Toevoegen aan bladwijzer

De stad heeft zijn huidige vorm sinds de zestiende eeuw, een belangrijke periode tussen de middeleeuwen en de renaissance.

Troyes is grotendeels een stad uit de zestiende eeuw, of uit de ‘beau XVIe siècle‘ (de mooie zestiende eeuw), zoals we hier graag zeggen. De architectuur en van stedelijke inrichting van de stad dateert uit deze belangrijke tijd tussen de middeleeuwen en de renaissance.

Vakwerkhuizen en herenhuizen

Troyes werd daarna verwoest door een grote brand, maar de verwoeste huizen werden vrijwel op precies dezelfde manier en op dezelfde plaats herbouwd. De rijkste inwoners van kozen voor materiaal dat beter bestand was tegen brand, waardoor we nu nog het verschil kunnen zien tussen de vakwerkhuizen van het volk en de stenen huizen van de rijke burgers. Hierdoor heeft Troyes dus zijn typische karakter gekregen.
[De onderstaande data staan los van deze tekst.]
PR #842, opened 2020-09-18
Allow admins to order columns in user list.

ntoll:
## What

In the end, the actual change needed was very small (and it should be easy to add to other pages that need ordering by column).

Clicking on the column title will re-load the page with the table ordered by column selected column. See screenie below for this behaviour demonstrated:

order_columns

## How to review

1. Go visit `dev` as an admin.
2. Click on the user list.
3. Order the columns by clicking on the column title as per the screenie above.

Related Trello ticket: https://trello.com/c/cApsTxp5/781-add-ordering-of-columns-in-admin-lists-on-control-panel

### DIFF
--- a/controlpanel/frontend/views/user.py
+++ b/controlpanel/frontend/views/user.py
@@ -29,14 +29,17 @@ class UserList(LoginRequiredMixin, PermissionRequiredMixin, ListView):
     queryset = User.objects.exclude(auth0_id='')
     template_name = "user-list.html"
 
-    def get_context_data(self, **kwargs):
-        context = super().get_context_data(**kwargs)
+    def get_ordering(self):
         order_by = self.request.GET.get("o", "username")
         valid_fields = ["username", "email", "last_login", ]
         if order_by not in valid_fields:
             order_by = "username"
+        return order_by
+
+    def get_context_data(self, **kwargs):
+        context = super().get_context_data(**kwargs)
         unused_users = []
-        for user in self.queryset.order_by(order_by):
+        for user in self.queryset:
             if user.last_login:
                 if user.last_login.date() < ninety_days_ago():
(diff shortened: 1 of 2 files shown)


controlpanel/frontend/views/user.py
```diff
@@ -29,6 +29,13 @@ class UserList(LoginRequiredMixin, PermissionRequiredMixin, ListView):
     queryset = User.objects.exclude(auth0_id='')
     template_name = "user-list.html"
 
+    def get_ordering(self):
+        order_by = self.request.GET.get("o", "username")
```
xoen, line 33: Is a Django convention to call this ordering query string param just `o`? Or we could change to something more explicit like `order_by` for example? (basically same as you named the variable).

xoen (approved):
Nice one Nick,

(I guess at some later point we may decide to have a separate column for `username` and full name to sort these independently but this is already a great improvement for Cal)

controlpanel/frontend/views/user.py
xoen: (TBH from screenie, it already seems to be sorted alphabetically by `username` so that's good)

ntoll: So this is the golden nugget of information: yes, it's the convention (but finding out the conventions often involves knowing what to look for / ask). When I'd done this before I'd either used a JS library (which I wanted to avoid) or done it with response functions (rather than classes).

Every model can have a default ordering IIRC. For users I believe that's username, otherwise it's PK if not set. Since we inherit from `django.contrib.auth.User` then the default was sort-by-username.

The beauty is we can override this in such a small amount of code. :-)

ntoll:
Thanks @xoen. I'll merge and cut a release on Monday.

De huidige stad komt dus overeen met die uit de middeleeuwen, waarvan het historisch centrum de karakteristieke vorm van een champagnekurk had. Hiermee leek bijna te worden voorspeld dat hier, in de buurt van Troyes, de beroemdste wijn ter wereld zou worden geproduceerd.

Een stad van vele eeuwen oud

Zo’n oude stad heeft echter niet alleen voordelen en brengt zelfs evenveel nadelen als verplichtingen met zich mee. Troyes is een stad die lange tijd aan zijn lot is overgelaten, waardoor de gebouwen uiteraard in verval raakten, de stad een sombere uitstraling kreeg en de inwoners ongemakken ervoeren. De stad verkeerde zelfs in zo’n slechte toestand dat men na Tweede Wereldoorlog extreme maatregelen moest nemen om alle onbewoonbare wijken en krotten af te breken.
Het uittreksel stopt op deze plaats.